Return all of the data exactly as given.

****************************************

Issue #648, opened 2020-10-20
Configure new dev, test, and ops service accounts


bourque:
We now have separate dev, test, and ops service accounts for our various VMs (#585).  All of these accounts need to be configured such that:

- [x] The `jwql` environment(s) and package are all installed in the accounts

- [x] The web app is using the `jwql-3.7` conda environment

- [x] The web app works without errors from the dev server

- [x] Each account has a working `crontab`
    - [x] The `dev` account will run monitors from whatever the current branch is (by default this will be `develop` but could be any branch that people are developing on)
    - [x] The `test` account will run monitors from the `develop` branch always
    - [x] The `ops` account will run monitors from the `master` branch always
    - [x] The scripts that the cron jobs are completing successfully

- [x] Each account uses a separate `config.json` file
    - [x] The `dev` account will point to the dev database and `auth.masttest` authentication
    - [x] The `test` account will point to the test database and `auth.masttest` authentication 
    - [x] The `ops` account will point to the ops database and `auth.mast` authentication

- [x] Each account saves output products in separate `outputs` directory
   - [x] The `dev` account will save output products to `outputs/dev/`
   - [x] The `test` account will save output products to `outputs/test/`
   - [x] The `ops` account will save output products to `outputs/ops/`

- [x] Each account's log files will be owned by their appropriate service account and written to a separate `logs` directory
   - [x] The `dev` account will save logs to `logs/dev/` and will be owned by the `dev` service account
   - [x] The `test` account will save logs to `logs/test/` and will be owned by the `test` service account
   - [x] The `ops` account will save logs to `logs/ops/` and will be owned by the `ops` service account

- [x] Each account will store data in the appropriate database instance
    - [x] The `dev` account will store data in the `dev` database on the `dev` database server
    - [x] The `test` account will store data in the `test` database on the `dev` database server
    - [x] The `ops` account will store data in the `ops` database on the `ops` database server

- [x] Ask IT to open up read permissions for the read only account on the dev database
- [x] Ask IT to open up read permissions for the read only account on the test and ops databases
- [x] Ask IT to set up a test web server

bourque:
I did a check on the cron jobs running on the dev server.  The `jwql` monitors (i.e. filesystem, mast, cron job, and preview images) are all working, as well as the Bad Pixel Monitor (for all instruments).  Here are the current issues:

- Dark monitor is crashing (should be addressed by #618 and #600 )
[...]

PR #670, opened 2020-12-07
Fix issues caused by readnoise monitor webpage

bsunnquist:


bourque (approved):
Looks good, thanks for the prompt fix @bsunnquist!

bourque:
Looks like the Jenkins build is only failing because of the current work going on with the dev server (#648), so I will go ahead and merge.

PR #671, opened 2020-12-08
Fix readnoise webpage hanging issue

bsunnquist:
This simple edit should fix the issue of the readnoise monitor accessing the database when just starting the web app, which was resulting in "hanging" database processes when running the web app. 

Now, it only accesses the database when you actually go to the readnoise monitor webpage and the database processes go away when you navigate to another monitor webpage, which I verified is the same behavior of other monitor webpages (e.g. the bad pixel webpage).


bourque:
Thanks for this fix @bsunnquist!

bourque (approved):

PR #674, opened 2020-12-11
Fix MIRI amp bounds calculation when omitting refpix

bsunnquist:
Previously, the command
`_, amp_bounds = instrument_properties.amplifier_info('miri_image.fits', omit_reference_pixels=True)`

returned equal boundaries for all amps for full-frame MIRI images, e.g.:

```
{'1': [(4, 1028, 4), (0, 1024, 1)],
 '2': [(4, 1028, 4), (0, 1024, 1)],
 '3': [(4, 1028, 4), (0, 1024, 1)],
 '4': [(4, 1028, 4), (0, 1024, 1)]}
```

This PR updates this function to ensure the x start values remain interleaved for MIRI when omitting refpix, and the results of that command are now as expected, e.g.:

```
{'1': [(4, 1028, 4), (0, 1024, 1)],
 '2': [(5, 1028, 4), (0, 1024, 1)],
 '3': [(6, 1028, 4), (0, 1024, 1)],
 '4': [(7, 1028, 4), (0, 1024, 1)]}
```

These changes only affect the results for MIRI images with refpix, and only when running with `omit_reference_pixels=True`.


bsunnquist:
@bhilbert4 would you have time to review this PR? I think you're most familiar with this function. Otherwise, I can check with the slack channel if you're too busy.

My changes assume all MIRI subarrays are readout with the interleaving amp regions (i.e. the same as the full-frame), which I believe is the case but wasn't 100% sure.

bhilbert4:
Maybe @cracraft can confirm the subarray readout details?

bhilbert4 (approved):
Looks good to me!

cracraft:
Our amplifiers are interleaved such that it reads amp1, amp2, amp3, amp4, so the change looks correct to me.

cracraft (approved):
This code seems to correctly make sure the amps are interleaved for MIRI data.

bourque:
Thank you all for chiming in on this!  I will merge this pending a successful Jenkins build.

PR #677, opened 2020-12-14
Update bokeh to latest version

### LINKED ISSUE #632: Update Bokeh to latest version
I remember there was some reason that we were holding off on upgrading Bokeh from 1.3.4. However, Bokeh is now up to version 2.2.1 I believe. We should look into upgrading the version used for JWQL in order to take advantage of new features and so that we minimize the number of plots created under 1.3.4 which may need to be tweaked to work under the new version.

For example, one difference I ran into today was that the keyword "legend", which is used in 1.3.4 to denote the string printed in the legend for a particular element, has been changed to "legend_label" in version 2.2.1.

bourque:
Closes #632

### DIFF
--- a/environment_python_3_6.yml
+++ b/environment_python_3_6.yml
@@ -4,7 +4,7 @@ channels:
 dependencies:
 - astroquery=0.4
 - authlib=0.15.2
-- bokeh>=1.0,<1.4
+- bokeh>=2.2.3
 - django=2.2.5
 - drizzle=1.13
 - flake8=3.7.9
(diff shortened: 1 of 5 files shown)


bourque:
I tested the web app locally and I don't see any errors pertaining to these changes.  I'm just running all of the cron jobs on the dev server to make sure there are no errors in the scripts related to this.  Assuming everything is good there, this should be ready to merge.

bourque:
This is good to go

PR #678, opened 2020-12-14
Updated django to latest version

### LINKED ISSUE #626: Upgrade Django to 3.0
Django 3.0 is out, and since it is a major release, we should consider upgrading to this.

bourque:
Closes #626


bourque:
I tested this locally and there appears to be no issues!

****************************************

* OUTPUT OF THE TASK:
Issue #648, opened 2020-10-20
Configure new dev, test, and ops service accounts


bourque:
We now have separate dev, test, and ops service accounts for our various VMs (#585).  All of these accounts need to be configured such that:

- [x] The `jwql` environment(s) and package are all installed in the accounts

- [x] The web app is using the `jwql-3.7` conda environment

- [x] The web app works without errors from the dev server

- [x] Each account has a working `crontab`
    - [x] The `dev` account will run monitors from whatever the current branch is (by default this will be `develop` but could be any branch that people are developing on)
    - [x] The `test` account will run monitors from the `develop` branch always
    - [x] The `ops` account will run monitors from the `master` branch always
    - [x] The scripts that the cron jobs are completing successfully

- [x] Each account uses a separate `config.json` file
    - [x] The `dev` account will point to the dev database and `auth.masttest` authentication
    - [x] The `test` account will point to the test database and `auth.masttest` authentication 
    - [x] The `ops` account will point to the ops database and `auth.mast` authentication

- [x] Each account saves output products in separate `outputs` directory
   - [x] The `dev` account will save output products to `outputs/dev/`
   - [x] The `test` account will save output products to `outputs/test/`
   - [x] The `ops` account will save output products to `outputs/ops/`

- [x] Each account's log files will be owned by their appropriate service account and written to a separate `logs` directory
   - [x] The `dev` account will save logs to `logs/dev/` and will be owned by the `dev` service account
   - [x] The `test` account will save logs to `logs/test/` and will be owned by the `test` service account
   - [x] The `ops` account will save logs to `logs/ops/` and will be owned by the `ops` service account

- [x] Each account will store data in the appropriate database instance
    - [x] The `dev` account will store data in the `dev` database on the `dev` database server
    - [x] The `test` account will store data in the `test` database on the `dev` database server
    - [x] The `ops` account will store data in the `ops` database on the `ops` database server

- [x] Ask IT to open up read permissions for the read only account on the dev database
- [x] Ask IT to open up read permissions for the read only account on the test and ops databases
- [x] Ask IT to set up a test web server

bourque:
I did a check on the cron jobs running on the dev server.  The `jwql` monitors (i.e. filesystem, mast, cron job, and preview images) are all working, as well as the Bad Pixel Monitor (for all instruments).  Here are the current issues:

- Dark monitor is crashing (should be addressed by #618 and #600 )
[...]

PR #670, opened 2020-12-07
Fix issues caused by readnoise monitor webpage

bsunnquist:


bourque (approved):
Looks good, thanks for the prompt fix @bsunnquist!

bourque:
Looks like the Jenkins build is only failing because of the current work going on with the dev server (#648), so I will go ahead and merge.

PR #671, opened 2020-12-08
Fix readnoise webpage hanging issue

bsunnquist:
This simple edit should fix the issue of the readnoise monitor accessing the database when just starting the web app, which was resulting in "hanging" database processes when running the web app. 

Now, it only accesses the database when you actually go to the readnoise monitor webpage and the database processes go away when you navigate to another monitor webpage, which I verified is the same behavior of other monitor webpages (e.g. the bad pixel webpage).


bourque:
Thanks for this fix @bsunnquist!

bourque (approved):

PR #674, opened 2020-12-11
Fix MIRI amp bounds calculation when omitting refpix

bsunnquist:
Previously, the command
`_, amp_bounds = instrument_properties.amplifier_info('miri_image.fits', omit_reference_pixels=True)`

returned equal boundaries for all amps for full-frame MIRI images, e.g.:

```
{'1': [(4, 1028, 4), (0, 1024, 1)],
 '2': [(4, 1028, 4), (0, 1024, 1)],
 '3': [(4, 1028, 4), (0, 1024, 1)],
 '4': [(4, 1028, 4), (0, 1024, 1)]}
```

This PR updates this function to ensure the x start values remain interleaved for MIRI when omitting refpix, and the results of that command are now as expected, e.g.:

```
{'1': [(4, 1028, 4), (0, 1024, 1)],
 '2': [(5, 1028, 4), (0, 1024, 1)],
 '3': [(6, 1028, 4), (0, 1024, 1)],
 '4': [(7, 1028, 4), (0, 1024, 1)]}
```

These changes only affect the results for MIRI images with refpix, and only when running with `omit_reference_pixels=True`.


bsunnquist:
@bhilbert4 would you have time to review this PR? I think you're most familiar with this function. Otherwise, I can check with the slack channel if you're too busy.

My changes assume all MIRI subarrays are readout with the interleaving amp regions (i.e. the same as the full-frame), which I believe is the case but wasn't 100% sure.

bhilbert4:
Maybe @cracraft can confirm the subarray readout details?

bhilbert4 (approved):
Looks good to me!

cracraft:
Our amplifiers are interleaved such that it reads amp1, amp2, amp3, amp4, so the change looks correct to me.

cracraft (approved):
This code seems to correctly make sure the amps are interleaved for MIRI data.

bourque:
Thank you all for chiming in on this!  I will merge this pending a successful Jenkins build.

PR #677, opened 2020-12-14
Update bokeh to latest version

### LINKED ISSUE #632: Update Bokeh to latest version
I remember there was some reason that we were holding off on upgrading Bokeh from 1.3.4. However, Bokeh is now up to version 2.2.1 I believe. We should look into upgrading the version used for JWQL in order to take advantage of new features and so that we minimize the number of plots created under 1.3.4 which may need to be tweaked to work under the new version.

For example, one difference I ran into today was that the keyword "legend", which is used in 1.3.4 to denote the string printed in the legend for a particular element, has been changed to "legend_label" in version 2.2.1.

bourque:
Closes #632

### DIFF
--- a/environment_python_3_6.yml
+++ b/environment_python_3_6.yml
@@ -4,7 +4,7 @@ channels:
 dependencies:
 - astroquery=0.4
 - authlib=0.15.2
-- bokeh>=1.0,<1.4
+- bokeh>=2.2.3
 - django=2.2.5
 - drizzle=1.13
 - flake8=3.7.9
(diff shortened: 1 of 5 files shown)


bourque:
I tested the web app locally and I don't see any errors pertaining to these changes.  I'm just running all of the cron jobs on the dev server to make sure there are no errors in the scripts related to this.  Assuming everything is good there, this should be ready to merge.

bourque:
This is good to go

PR #678, opened 2020-12-14
Updated django to latest version

### LINKED ISSUE #626: Upgrade Django to 3.0
Django 3.0 is out, and since it is a major release, we should consider upgrading to this.

bourque:
Closes #626


bourque:
I tested this locally and there appears to be no issues!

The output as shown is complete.